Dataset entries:
....

PR #4421, opened 2025-06-27
run container tests on CI

anonrig:
Let's run container tests on CI


build/ci.bazelrc
```diff
@@ -89,6 +89,11 @@ test:ci-linux --test_size_filters=
 test:ci-macOS --test_size_filters=
 test:ci-windows --test_size_filters=
 
+# Enable container tests that require container engine on Linux CI runs only
+# This ensures tests tagged with "requires-container-engine" run only in CI, not locally
+# The filter excludes "off-by-default" tests UNLESS they also have "requires-container-engine"
+test:ci-linux --test_tag_filters=-off-by-default+requires-container-engine
```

....

Count the lines in the records above that contain the word "container", and give only that number.

▸ The answer: 6